**REQUIRED ACTION**
Transcribe, word for word and without additions, each line below from the one containing "- Defensive against" through the one containing "def _remove_zones_for_nets(pcb_path: Path, net_names: set[str])", both ends included.

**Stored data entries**
------------------------------------

PR #2469, opened 2026-05-03
fix(auto-pour): scan full file with balanced-paren for multi-line zones

### LINKED ISSUE #2462: Auto-pour reinset removes un-inset zones via per-line regex that never matches multi-line KiCad blocks
## Symptom

Re-running boards 01/04 (and likely others) with `--strategy negotiated --layers 4 --backend cpp` against a JLCPCB profile produces routed PCBs with **duplicate zones**: every pour net (e.g. GND, +5V, +3.3V) appears twice — once at the un-inset board outline, once correctly inset by `edge_clearance`. The un-inset copies trigger `edge_clearance_zone` DRC violations even though #2461 was supposed to fix this.

## Reproduce

```bash
uv run kicad-tools route boards/04-stm32-devboard/output/stm32_devboard.kicad_pcb \
  -o /tmp/board04.kicad_pcb --strategy negotiated --layers 4 --backend cpp \
  --no-cache --timeout 600
grep "polygon (pts" /tmp/board04.kicad_pcb
```

Output (board 04, JLCPCB profile, edge_clearance=0.3mm):
```
(polygon (pts (xy 100 100) (xy 150 100) (xy 150 125) (xy 100 125) ...)        # un-inset
(polygon (pts (xy 100 100) (xy 150 100) (xy 150 125) (xy 100 125) ...)
(polygon (pts (xy 100 100) (xy 150 100) (xy 150 125) (xy 100 125) ...)
(polygon (pts (xy 100.3 100.3) (xy 149.7 100.3) (xy 149.7 124.7) ...)         # inset
(polygon (pts (xy 100.3 100.3) (xy 149.7 100.3) (xy 149.7 124.7) ...)
(polygon (pts (xy 100.3 100.3) (xy 149.7 100.3) (xy 149.7 124.7) ...)
```

DRC reports 15 errors, all `edge_clearance_zone: Zone copper to board edge 0.000mm`.

## Root cause

`src/kicad_tools/router/auto_pour.py:79-115` `_remove_zones_for_nets` does a per-line regex search:

```python
for line in lines:
    ...
    if re.search(rf'\(zone\s.*?\(net_name\s+"{escaped}"\)', line, re.DOTALL):
        skip_depth = ...
```

KiCad serializes zone blocks across multiple lines:

```
(zone
    (net 3)
    (net_name "GND")
    ...
```

Even with `re.DOTALL`, the match operates on a single `line` variable, so `(zone` and `(net_name "GND")` are never on the same line, and the match never fires. `nets_needing_reinset` is computed correctly by `_detect_uninset_zones` but the subsequent removal silently does nothing. Then `nets_with_zones -= nets_needing_reinset` (auto_pour.py:219) marks the nets as "needs zone added" and `auto_create_zones_for_pour_nets` adds a second set of inset zones — producing the observed duplicates.

## Fix sketch

Replace per-line scanning with a balanced-paren scan over the full `pcb_text` string (similar to how `auto_pour_if_missing` itself reads the whole file with `re.DOTALL`). Or use the existing schema/IO layer to load → mutate → save instead of regex.

## Acceptance

- After re-route on board 04, only **one** zone per (net, layer) pair appears.
- DRC passes with 0 `edge_clearance_zone` errors on boards 01/04 when running with JLCPCB profile.
- Add regression test that runs auto_pour twice on the same PCB (first call adds un-inset zones simulating an old artifact; second call must end with one inset zone, no duplicates).

rjwalters:
## Summary

- Replace `_remove_zones_for_nets`'s per-line regex (which never matched KiCad's actual multi-line zone serialization) with a balanced-paren scan over the full file text. The bug caused un-inset zones to remain in the file while a second inset zone was appended, producing duplicate zones and `edge_clearance_zone` DRC errors on boards 01/04.
- Add two regression tests using multi-line zone literals that mirror KiCad's actual writer output.

Closes #2462

## What changed

`src/kicad_tools/router/auto_pour.py`:
- New `_find_zone_span` helper walks parens (skipping double-quoted strings) to find the matching close of any `(zone …)` block.
- Rewrote `_remove_zones_for_nets` to iterate every `(zone` opener, decide via a single regex (`(net_name "X")` or `(net "X")` against the union of target nets) whether to drop the span, and splice cleanly with no orphan blank lines.

`tests/test_auto_pour.py`:
- `test_reinsets_multiline_uninset_zone`: zone uses the line-wrapped layout KiCad emits (each `(net …)`, `(net_name …)`, `(layer …)`, `(polygon …)` on its own line). Asserts exactly one `(zone` block remains and every polygon vertex is inset.
- `test_reinset_preserves_other_nets_zones`: mixes an un-inset GND zone and an already-inset VCC zone; asserts only GND is regenerated and VCC's polygon survives verbatim.
- Existing `test_reinsets_existing_uninset_zones` (single-line variant) still passes.

## Manual verification

```
uv run kicad-tools route boards/04-stm32-devboard/output/stm32_devboard.kicad_pcb \
  -o /tmp/b04.kicad_pcb --strategy negotiated --layers 4 --backend cpp \
  --no-cache --timeout 600
grep -c '^[[:space:]]*(zone' /tmp/b04.kicad_pcb   # -> 3 (was 6)
uv run kicad-tools check /tmp/b04.kicad_pcb --mfr jlcpcb
#   Errors:     0
#   Warnings:   3   (all zone_unfilled, unrelated to this issue)
```

All polygons in the output are at the expected inset coordinates `(100.3, 100.3) -> (149.7, 124.7)`; no un-inset duplicates remain.

## Test plan

- [x] `uv run pytest tests/test_auto_pour.py -v` (12 passed)
- [x] `uv run pytest tests -k "auto_pour or zone"` (559 passed, 8 skipped)
- [x] Board 04 re-route via CLI yields 3 zones, 0 `edge_clearance_zone` DRC errors
- [x] `uv run ruff format` applied; `ruff check` introduces no new failures (the existing `F841` on line 322 is pre-existing in `test_reinsets_existing_uninset_zones`)

## Notes

- Approach A from the curator (balanced-paren scan), as recommended; avoids touching the schema layer.
- Defensive against unbalanced parens (bails out without corrupting the file) and against `(zone` tokens nested inside another `(zone` block (skips re-entrant openers).

### DIFF
--- a/src/kicad_tools/router/auto_pour.py
+++ b/src/kicad_tools/router/auto_pour.py
@@ -76,43 +76,95 @@ def _detect_uninset_zones(
     return nets_needing_fix
 
 
+def _find_zone_span(text: str, start: int) -> int | None:
+    """Return the index just past the matching close paren of a ``(zone``.
+
+    *start* must point at the ``(`` of the ``(zone`` token.  Walks the
+    string counting parens (skipping over those inside double-quoted
+    strings) and returns the index immediately after the matching
+    closing paren, or ``None`` if the parens are unbalanced.
+    """
+    depth = 0
+    in_string = False
+    i = start
+    n = len(text)
+    while i < n:
+        ch = text[i]
+        if in_string:
+            if ch == "\\" and i + 1 < n:
+                # Skip escaped character inside string
+                i += 2
+                continue
+            if ch == '"':
+                in_string = False
+        else:
+            if ch == '"':
+                in_string = True
+            elif ch == "(":
+                depth += 1
+            elif ch == ")":
+                depth -= 1
+                if depth == 0:
+                    return i + 1
+        i += 1
+    return None
+
+
 def _remove_zones_for_nets(pcb_path: Path, net_names: set[str]) -> None:
     """Remove zone definitions for the given net names from the PCB file.
 
-    Uses a regex-based approach to strip ``(zone ...)`` blocks whose
-    ``net_name`` or ``net`` attribute matches one of *net_names*.
+    Uses a balanced-paren scan over the full file text so that zone
+    blocks spanning multiple lines (the format KiCad's writer
+    produces) are matched correctly.
     """
+    if not net_names:
+        return
+
     pcb_text = pcb_path.read_text()
 
-    for net_name in net_names:
-        escaped = re.escape(net_name)
-        # KiCad 7/8: (zone ... (net_name "GND") ... )  -- top-level node
-        # KiCad 9:   (zone ... (net "GND") ... )        -- top-level node
-        # We match the entire (zone ...) block using a balanced-paren
-        # approach: find the opening "(zone" and count parens to find
-        # the matching close.
-        new_lines: list[str] = []
-        lines = pcb_text.split("\n")
-        skip_depth = 0
-        for line in lines:
-            if skip_depth > 0:
-                skip_depth += line.count("(") - line.count(")")
-                continue
-            # Detect start of a zone block for this net
-            if re.search(
-                rf'\(zone\s.*?\(net_name\s+"{escaped}"\)',
-                line,
-                re.DOTALL,
-            ) or re.search(
-                rf'\(zone\s[^)]*\(net\s+"{escaped}"\)',
-                line,
-            ):
-                skip_depth = line.count("(") - line.count(")")
-                continue
-            new_lines.append(line)
-        pcb_text = "\n".join(new_lines)
+    # Build a single regex that matches ``(net_name "X")`` or
+    # ``(net "X")`` (KiCad 9 name-only form) for any of *net_names*.
+    escaped = "|".join(re.escape(n) for n in net_names)
+    inner_pattern = re.compile(rf'\((?:net_name|net)\s+"(?:{escaped})"\)')
 
-    pcb_path.write_text(pcb_text)
+    # Iterate every ``(zone`` opener in the file and decide whether to
+    # remove that span.  We walk forward across the text rebuilding it
+    # rather than relying on per-line state.
+    out_parts: list[str] = []
+    cursor = 0
+    zone_start_pattern = re.compile(r"\(zone\b")
+    for m in zone_start_pattern.finditer(pcb_text):
+        start = m.start()
+        if start < cursor:
+            # This opener lies inside a span we already removed (e.g. a
+            # nested ``(zone`` reference, which KiCad does not emit, but
+            # be defensive).
+            continue
+        end = _find_zone_span(pcb_text, start)
+        if end is None:
+            # Unbalanced parens -- bail out to avoid corrupting the
+            # file; leave the rest of the text untouched.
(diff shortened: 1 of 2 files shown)


rjwalters:

Excellent fix for the highest-priority issue (#2462). The bug analysis is precise and the implementation is clean.

### Verification

- **CI status**: All 3 checks green (Lint & Format, Type Check, Test). Merge state CLEAN, mergeable.
- **Local test run**: `uv run pytest tests/test_auto_pour.py -v` → **12 passed in 12.86s** including the two new regression tests and the existing single-line reinset test.

### `_find_zone_span` correctness — quoted parens

Verified: the helper tracks `in_string` state and only counts `(`/`)` outside double-quoted strings. It also handles `\` escapes inside strings. So a net name like `"NET(A)"` will not corrupt depth tracking. The `(zone` opener detection (`re.compile(r"\(zone\b")`) does scan the whole text, but the inner guard (`inner_pattern.search(block)`) requires a structural `(net_name|net) "X"` match before removing, so a false-positive opener inside a string would still not result in incorrect deletion.

### Multi-line test fidelity

`test_reinsets_multiline_uninset_zone` mirrors KiCad's actual writer output: each `(net …)`, `(net_name …)`, `(layer …)`, `(hatch …)`, `(connect_pads …)`, `(min_thickness …)`, `(filled_areas_thickness …)`, `(fill …)`, `(polygon …)` sub-node sits on its own indented line, with closing parens on their own lines for the multi-arg forms. This exactly matches the layout that the per-line regex previously failed to match. Asserts exactly **one** `(zone` block remains after reinset (the bug previously left **two**).

### Backwards compatibility

`test_reinsets_existing_uninset_zones` (single-line variant) is preserved unchanged and still passes — the balanced-paren scanner handles single-line and multi-line zones identically because it operates on the full text.

### Edge case test

`test_reinset_preserves_other_nets_zones` correctly verifies that an already-inset VCC zone survives verbatim while only the un-inset GND zone is regenerated. The compiled `inner_pattern` builds a single regex from the union of target nets (`re.escape`-d, non-capturing group) — efficient and correct.

### Defensive coding

- `if not net_names: return` early-exit avoids a degenerate empty-alternation regex.
- Unbalanced parens → `break` and leave file untouched (no corruption).
- Nested `(zone` openers (re-entrant matches inside an already-removed span) are skipped via `start < cursor`.
- Trailing whitespace + one newline consumed after deletion to avoid dangling blank lines.

### Drive-by changes

The diff includes some `ruff format` reflows (multi-line `print()`/`re.finditer()`/`_detect_uninset_zones()` calls collapsed to single lines, and similar reflows in `test_auto_pour.py` assert expressions). These are formatter-driven, no behavior change. Acceptable.

### Manual board verification (per PR description)

Board 04 re-routed: zone count 6 → 3, 0 `edge_clearance_zone` DRC errors. This brings boards 01 and 04 to DRC PASSED as expected.

LGTM. Approving for merge.

— Loom Judge (agent-3)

------------------------------------

**SOLUTION TO THIS TASK**
- Defensive against unbalanced parens (bails out without corrupting the file) and against `(zone` tokens nested inside another `(zone` block (skips re-entrant openers).

### DIFF
--- a/src/kicad_tools/router/auto_pour.py
+++ b/src/kicad_tools/router/auto_pour.py
@@ -76,43 +76,95 @@ def _detect_uninset_zones(
     return nets_needing_fix
 
 
+def _find_zone_span(text: str, start: int) -> int | None:
+    """Return the index just past the matching close paren of a ``(zone``.
+
+    *start* must point at the ``(`` of the ``(zone`` token.  Walks the
+    string counting parens (skipping over those inside double-quoted
+    strings) and returns the index immediately after the matching
+    closing paren, or ``None`` if the parens are unbalanced.
+    """
+    depth = 0
+    in_string = False
+    i = start
+    n = len(text)
+    while i < n:
+        ch = text[i]
+        if in_string:
+            if ch == "\\" and i + 1 < n:
+                # Skip escaped character inside string
+                i += 2
+                continue
+            if ch == '"':
+                in_string = False
+        else:
+            if ch == '"':
+                in_string = True
+            elif ch == "(":
+                depth += 1
+            elif ch == ")":
+                depth -= 1
+                if depth == 0:
+                    return i + 1
+        i += 1
+    return None
+
+
 def _remove_zones_for_nets(pcb_path: Path, net_names: set[str]) -> None:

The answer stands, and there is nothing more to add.